YOUR ASSIGNMENT:
Scan the data below and copy each line where "print" occurs.

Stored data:
______________________________

PR #1089, opened 2022-07-25
Add pause button

### LINKED ISSUE #971: pause button
On non-Windows it is possible to stop pretty much anything by sending SIGSTOP.

### LINKED ISSUE #1056: pause button
On unix-like systems, it's possible to stop the execution of a process at any point by sending SIGSTOP to it and continue by sending SIGCONT. For example, I have made a game, but it doesn't have a pause feature yet. I can still pause it with `kill -STOP 25781` and `kill -CONT 25781` on terminal.

It would be nice if I could stop and continue playing by simply clicking a button in Porcupine. Other editors I have seen don't have this feature, maybe because people aren't aware of `SIGSTOP` and `SIGCONT`, but I would find it useful.

rdbende:
Fixes #1056, fixes #971

Very basic, needs tests


porcupine/plugins/run/no_terminal.py
```diff
@@ -258,6 +278,19 @@ def stop_executor(self, junk_event: object = None, *, quitting: bool = False) ->
         if self.executor is not None:
             self.executor.stop(quitting=quitting)
 
+    def pause_resume_executor(self, junk: object = None) -> None:
+        if sys.platform == "win32" or self.executor is None:
+            return
+
+        if self.executor.paused:
+            self.executor.send_signal(signal.SIGCONT)
```
Akuli, line 286: I believe it is enough to send `SIGSTOP` and `SIGCONT` to the parent process. For example, let's create a `bash` process with a child process `sleep 10`, and stop only the parent:

```
>>> has_sleeping_child = subprocess.Popen(['bash', '-c', 'sleep 10'])
>>> has_sleeping_child.send_signal(signal.SIGSTOP)
```

If I now wait for more than 10 seconds, I can still see the child process in the process list, meaning it stopped too:

```
>>> subprocess.call('ps aux | grep sleep', shell=True)
akuli     7675  0.0  0.0   5308   580 pts/0    T+   23:29   0:00 sleep 10
akuli     7699  0.0  0.0   6200   720 pts/0    S+   23:30   0:00 grep sleep
0
```

porcupine/plugins/run/no_terminal.py
```diff
@@ -316,7 +349,11 @@ def toggle_visible(junk_event: object = ...) -> None:
 
     runner.hide_button.bind("<Button-1>", toggle_visible, add=True)
     runner.stop_button.bind("<Button-1>", runner.stop_executor, add=True)
+    runner.pause_button.bind("<Button-1>", runner.pause_resume_executor, add=True)
     menubar.get_menu("Run").add_command(label="Show/hide output", command=toggle_visible)
+    menubar.get_menu("Run").add_command(
+        label="Pause/resume process", command=runner.pause_resume_executor
```
Akuli, line 355: On Windows, this should be either grayed out or not exist at all. The button is already invisible because it isn't packed.

Akuli (commented):
Awesome!

The test could be super simple:
- Create a Python script into a temporary directory that prints something, sleeps 0.5 seconds, and print something else.
- Run it and wait for the first print.
- Pause, wait one second, assert that second print does not show up.
- Resume and wait for the second print.

porcupine/plugins/run/no_terminal.py
rdbende: I tested it with Tkinter code, and it only paused the parent process (`sh`), but not Tkinter (`python3`)

Akuli: This works (freezes the GUI):

```
akuli@akuli-desktop:~$ bash -c 'python3 -c "import tkinter; tkinter.Tk().mainloop()"' &
[1] 9741
akuli@akuli-desktop:~$ kill -STOP 9741
```

This doesn't work:

```
akuli@akuli-desktop:~$ sh -c 'python3 -c "import tkinter; tkinter.Tk().mainloop()"' &
[1] 9753
akuli@akuli-desktop:~$ kill -STOP 9753
```

Apparently bash does some magic that makes `SIGSTOP` apply to its child processes too, and `sh` doesn't do it. A few options:
- Figure out what exactly the magic is (with e.g. `strace`, looking around in `/proc`, or googling)
- Change the shell we use from sh to bash
- Keep the complicated child process logic (although I'd rather not mess with the user's child processes if we can avoid that)

Akuli: In either case, I think we can improve that in a separate PR :)

Akuli: I figured out what the "magic" is by looking at the output of `pstree -a`. Here I started `bash -c 'python3 -c "..."' &` from `sh`:

```
`-sh
    |-less
    |-pstree -a
    `-python3 -c import tkinter; tkinter.Tk().mainloop()
        `-{python3}
```

There's no `bash` process! When I ran `bash`, it replaced itself with (using `exec`) Python 3, apparently because that's the only thing it was supposed to run. I get a different result if I tell bash to also `sleep 1`:

```
`-sh
    |-bash -c python3 -c "import tkinter; tkinter.Tk().mainloop()"; sleep 1
    |   `-python3 -c import tkinter; tkinter.Tk().mainloop()
    |       `-{python3}
    |-less
    `-pstree -a
```

And if I now kill with `SIGSTOP`, the GUI doesn't freeze. So the "magic" that bash did was replacing itself with the Python or `sleep` process, so I was really stopping the Python or `sleep` directly.

Ideally there would be a way to disable this behavior so that no matter what commands the user runs, our only-one-level-deep killing logic will not recurse into child processes created by the user's programs.

porcupine/plugins/run/no_terminal.py
```diff
@@ -258,6 +278,19 @@ def stop_executor(self, junk_event: object = None, *, quitting: bool = False) ->
         if self.executor is not None:
             self.executor.stop(quitting=quitting)
 
+    def pause_resume_executor(self, junk: object = None) -> None:
+        if sys.platform == "win32" or self.executor is None:
+            return
```
Akuli, line 283: Mypy's unreachable code logic doesn't understand early-`return` very well: even though `mypy --platform win32` understands that the if statement will always execute, it doesn't realize that the code after the `return` is still reachable on other platforms.

To work around this, we can just avoid early returns:

```
if sys.platform != "win32" and self.executor is not None:
    if self.executor.paused:
        ...
```

tests/test_run_plugin.py
```diff
@@ -429,6 +429,17 @@ def test_smashing_f5(tmp_path, wait_until, use_after_idle):
     assert rest == "Hello\nThe process completed successfully."
 
 
+def test_pause_resume_button(tmp_path, wait_until):
+    (tmp_path / "sleeper.py").write_text("import time; print('before'); time.sleep(0.5); print('after')")
+    no_terminal.run_command(f"{utils.quote(sys.executable)} sleeper.py", tmp_path)
+    wait_until(lambda: "before" in get_output())
+    no_terminal.runner.pause_button.event_generate("<Button-1>")
+    assert "after" not in get_output()
+    time.sleep(1)
```
Akuli, line 438: - Maybe these two should be in reverse? Even if the pause didn't work, it would be very unlikely that `"after"` appears immediately.
- You need to replace `time.sleep(1)` with something that lets the event loop run, so that if the button doesn't work, text will actually get inserted into the output area. For example:
    ```
    sleep_end = time.time() + 1
    wait_until(lambda: time.time() > sleep_end)
    ```

rdbende: 👍

By the way, I assume this is just a mistake in `test_stop_button`:

```python
wait_until(lambda: "started\nKilled.")
```

porcupine/plugins/run/no_terminal.py
```diff
@@ -258,6 +278,17 @@ def stop_executor(self, junk_event: object = None, *, quitting: bool = False) ->
         if self.executor is not None:
             self.executor.stop(quitting=quitting)
 
+    def pause_resume_executor(self, junk: object = None) -> None:
+        if sys.platform != "win32" or self.executor is not None:
```
Akuli, line 282:
```suggestion
        if sys.platform != "win32" and self.executor is not None:
```

tests/test_run_plugin.py
Akuli: Woah, yes that is a mistake :) This is the problem with writing asserts, they aren't supposed to fail and you can't test them failing easily.

rdbende:
Todos:
- [ ] Disable pause/resume, when no process is running
- [ ] Skip test on Windoze
- [ ] Cancel timeout on pause, start again on resume (?)

Akuli:
It's fine to have a timeout running even when paused. It simplifies the code and isn't noticeable otherwise.

porcupine/plugins/run/no_terminal.py
```diff
@@ -122,6 +123,7 @@ def _thread_target(self, command: str, env: dict[str, str]) -> None:
         else:
             self._queue.put(("error", f"The process failed with status {status}."))
         self._queue.put(("end", ""))
+        self.running = False
```
Akuli, line 126: I don't like this attribute: if you forget to set it in one of the many places, we suddenly have a bug that happens rarely and is hard to notice when it does happen. Maybe instead make a method (or property) that checks whether `self._shell_process` is non-None and alive? This way we don't store the same information in two places, in the process object and in a separate boolean.

Akuli (approved):
I like it!

Issue #998, opened 2021-11-30
typo


Akuli:
![anhuge](https://user-images.githubusercontent.com/18505570/144142891-6a9a4305-f836-4a6b-be18-35737b38d8bb.png)

an huge

Moosems:
Location of code?

rdbende:
It's here:

https://github.com/Akuli/porcupine/blob/e94f8e6fc5a5330ddb6c1653acd10067b984329c/porcupine/tabs.py#L173

rdbende:
By the way, if you use Git, you can simply search for such things with `git grep`.

```bash
git grep "an huge"
```

Moosems:
Since I use a Mac it's difficult to set up porcupine (it won't run) so I've been doing my edits and searching in the GitHub editor and viewer

Akuli:
Porcupine should work on mac. I know at least one mac user who has contributed to Porcupine before. If you get an error, can you post it here?

Moosems:
Yeah. It's just import errors that I can't figure out

Moosems:
I'll post em in a few

Moosems:
@Akuli 
```yaml
Traceback (most recent call last):
  File "/Users/Moosems/Downloads/porcupine-master/porcupine/__main__.py", line 6, in <module>
    from porcupine import __version__ as porcupine_version
ModuleNotFoundError: No module named 'porcupine'
```

Akuli:
- What command are you using to run porcupine? You should use `python3 -m porcupine` inside `/Users/Moosems/Downloads/porcupine-master`.
- If you didn't already, you need to create and activate a venv.
- You might want to use git instead of downloading Porcupine as a zip file.

There's commands for doing all this in the README, in the "Developing Porcupine" section.

Moosems:
Oh my goodness this is epic

PR #1091, opened 2022-07-25
Fix typo in #998

Moosems:


rdbende (approved):
@Moosems surely knows English better than I do, so approved :)

PR #1100, opened 2022-07-28
Refactor dialog creating code into util functions

rdbende:
Dialogs are inconsistent

### DIFF
--- a/porcupine/plugins/pluginmanager.py
+++ b/porcupine/plugins/pluginmanager.py
@@ -245,8 +245,7 @@ class PluginDialogContent:
 
 
 def create_dialog() -> PluginDialogContent | None:
-    dialog = utils.make_dialog("plugin_manager")
-
+    dialog = utils.make_dialog_if_not_exists("plugin_manager")
     if dialog is None:
         return None
 
--- a/porcupine/plugins/pluginmanager.py
+++ b/porcupine/plugins/pluginmanager.py
@@ -10,12 +10,10 @@ from functools import partial
 from tkinter import messagebox, ttk
 from typing import List
 
-from porcupine import get_main_window, menubar, pluginloader, settings, textutils, utils
+from porcupine import menubar, pluginloader, settings, textutils, utils
 from porcupine.settings import global_settings
 
 log = logging.getLogger(__name__)
-
-dialog: tkinter.Toplevel | None = None
 
 
 def get_docstring(module_name: str) -> str:
@@ -242,26 +240,26 @@ class PluginDialogContent:
         self._on_select()
         self._update_plz_restart_label()
 
-
-def show_dialog() -> None:
-    global dialog
-    if dialog is not None and dialog.winfo_exists():
-        dialog.lift()
-        dialog.focus()
-    else:
-        dialog = create_dialog()[0]
+    def destroy(self) -> None:
+        self.content_frame.master.destroy()
 
 
-def create_dialog() -> tuple[tkinter.Toplevel, PluginDialogContent]:
-    dialog = tkinter.Toplevel()
+def create_dialog() -> PluginDialogContent | None:
+    dialog = utils.make_dialog("plugin_manager")
+
+    if dialog is None:
+        return None
+
     dialog.title("Porcupine Plugin Manager")
+
     content = PluginDialogContent(dialog)
     content.content_frame.pack(fill="both", expand=True)
-    dialog.transient(get_main_window())
+
     dialog.geometry(f"{DIALOG_WIDTH}x{DIALOG_HEIGHT}")
     dialog.minsize(DIALOG_WIDTH, DIALOG_HEIGHT)
-    return (dialog, content)  # content returned for tests
+
+    return content  # content returned for tests
 
 
 def setup() -> None:
-    menubar.get_menu("Settings").add_command(label="Plugin Manager", command=show_dialog)
+    menubar.get_menu("Settings").add_command(label="Plugin Manager", command=create_dialog)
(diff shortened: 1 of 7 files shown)


porcupine/plugins/run/dialog.py
```diff
@@ -58,7 +58,7 @@ def validate(self, *junk_from_var_trace: object) -> None:
 
 class _CommandAsker:
     def __init__(self, ctx: common.Context):
-        self.window = tkinter.Toplevel()
+        self.window = tkinter.Toplevel(name="command_asker")
```
Akuli, line 61: I think `run_command_asker` would be a better name, just in case another plugin decides to also make a widget named `command_asker`.

porcupine/utils.py
```diff
@@ -645,14 +645,18 @@ def callback(shifted: bool, event: tkinter.Event[tkinter.Misc]) -> Any:
 
 # TODO: document this?
 def ask_encoding(text: str, old_encoding: str) -> str | None:
-    label_width = 400
+    if porcupine.get_main_window().tk.call("winfo", "exists", ".choose_encoding"):
+        porcupine.get_main_window().tk.call("focus", ".choose_encoding")
```
Akuli, line 649: The existing encoding dialog could be completely unrelated, e.g. you could click the encoding choosing buttons of two different tabs without closing the encoding dialog in between.

```suggestion
        porcupine.get_main_window().tk.call("destroy", ".choose_encoding")
```

Akuli (commented):
This code is a bit repetitive. Maybe we could move it into a util function that gets called in many places? It could take in a `name` and return a `Toplevel` (showing or creating it, depending on whether or not it existed).

porcupine/utils.py
rdbende: Wow, you always know some corner case :D
I would have never thought of this one.

rdbende: Or perhaps not so much a corner-case.

rdbende:
@Akuli what should I do with None-ness stuff in `run/dialog.py`?

Akuli:
I split `make_dialog()` into two functions, one that can return `None` and another that can't. Mypy understands this better. Another option would be to use `@overload`, but I think it's overkill for this use case, and useful mostly when you need to type something that was designed before typing was a thing.

porcupine/utils.py
```diff
@@ -678,6 +706,8 @@ def ask_encoding(text: str, old_encoding: str) -> str | None:
     def select_encoding() -> None:
         nonlocal selected_encoding
         selected_encoding = combobox.get()
+
+        assert dialog is not None  # mypy grrr...
```
Akuli, line 710:
```suggestion
```

tests/test_pluginmanager.py
```diff
@@ -6,9 +6,9 @@
 
 @pytest.fixture
 def dialog_content(mocker):
-    dialog, content = create_dialog()
+    content = create_dialog()
     yield content
-    dialog.destroy()
+    content.destroy()
```
Akuli, line 11:
```suggestion
    content.winfo_toplevel().destroy()
```

porcupine/plugins/pluginmanager.py
```diff
@@ -242,25 +240,25 @@ def _set_enabled(self, they_become_enabled: bool) -> None:
         self._on_select()
         self._update_plz_restart_label()
 
+    def destroy(self) -> None:
```
Akuli, line 243:
```suggestion
    def destroy_window(self) -> None:
```

tests/test_pluginmanager.py
Akuli:
```suggestion
    content.destroy_dialog()
```

Akuli:
After working on this a bit more, I'm no longer sure if refactoring the checks into separate functions is a good idea. I will make a new PR without this refactoring so that we can review the refactoring more easily.

porcupine/utils.py
```diff
@@ -645,12 +671,11 @@ def callback(shifted: bool, event: tkinter.Event[tkinter.Misc]) -> Any:
 
 # TODO: document this?
 def ask_encoding(text: str, old_encoding: str) -> str | None:
-    if porcupine.get_main_window().tk.call("winfo", "exists", ".choose_encoding"):
-        porcupine.get_main_window().tk.call("destroy", ".choose_encoding")
+    dialog = make_dialog_if_not_exists("choose_encoding")
+    if dialog is None:
+        # Another (possibly unrelated) encoding chooser is already running
+        return None
```
rdbende, line 677:
```suggestion
    dialog = make_dialog_destroying_if_exists("choose_encoding")
    if dialog is None:
        # Another (possibly unrelated) encoding chooser is already running
        return None
```


Maybe we should remove this check, so if I open "choose encoding", then switch to another tab, and click the encoding button again, it will open a new dialog for that tab, and I don't have to close the existing window, and reopen it.

Akuli:
I don't really like this refactoring, even though it was my idea. It works, but I think everything that goes to utils should be:
1. Difficult, ugly or lot of code to get right
2. Used in multiple places
3. Be significantly easier to use than just doing what the util function does internally
4. Be shorter than just copy/pasting the contents of the util file everywhere

It's fine if not all of these apply, but most of them should. Let's look at the first few utils we have now:
- `running_pythonw` and `python_executable`have properties 1, 2 and 3, but not 4
- `quote()` has all properties
- `copy_type()` has properties 1 and 3, but since it's used only twice and both inside `utils.py` itself, not really properties 2 and 4. Maybe it should be non-public, as in `_copy_type()`?
- `format_command()` has properties 1 and 2, probably not 4, maybe 3
- `file_url_to_path()` has properties 1, 3 and 4, but not 2 (I think it should move to the langserver plugin entirely, as that's the only place where it's used)

The functions in this PR only have property 2. They also kinda have property 1, but not really: it wasn't hard to get right as soon as we realized what the problem was.

tl;dr: I have chosen carefully what to put into utils and these functions just don't fit well.

PR #1105, opened 2022-07-30
windows-build: Try to get a C compiler to work again

Akuli:


Akuli:
It compiles. I will test it once I get access to a Windows VM again.

PR #1106, opened 2022-07-31
Clean up unnecessary utils and document what utils should be like

Akuli:
Came up in #1100

### DIFF
--- a/porcupine/utils.py
+++ b/porcupine/utils.py
@@ -645,13 +645,16 @@ _list_of_encodings = [
 
 # TODO: document this?
 def ask_encoding(text: str, old_encoding: str) -> str | None:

______________________________

COMPLETED TASK:
- Create a Python script into a temporary directory that prints something, sleeps 0.5 seconds, and print something else.
- Run it and wait for the first print.
- Pause, wait one second, assert that second print does not show up.
- Resume and wait for the second print.
+    (tmp_path / "sleeper.py").write_text("import time; print('before'); time.sleep(0.5); print('after')")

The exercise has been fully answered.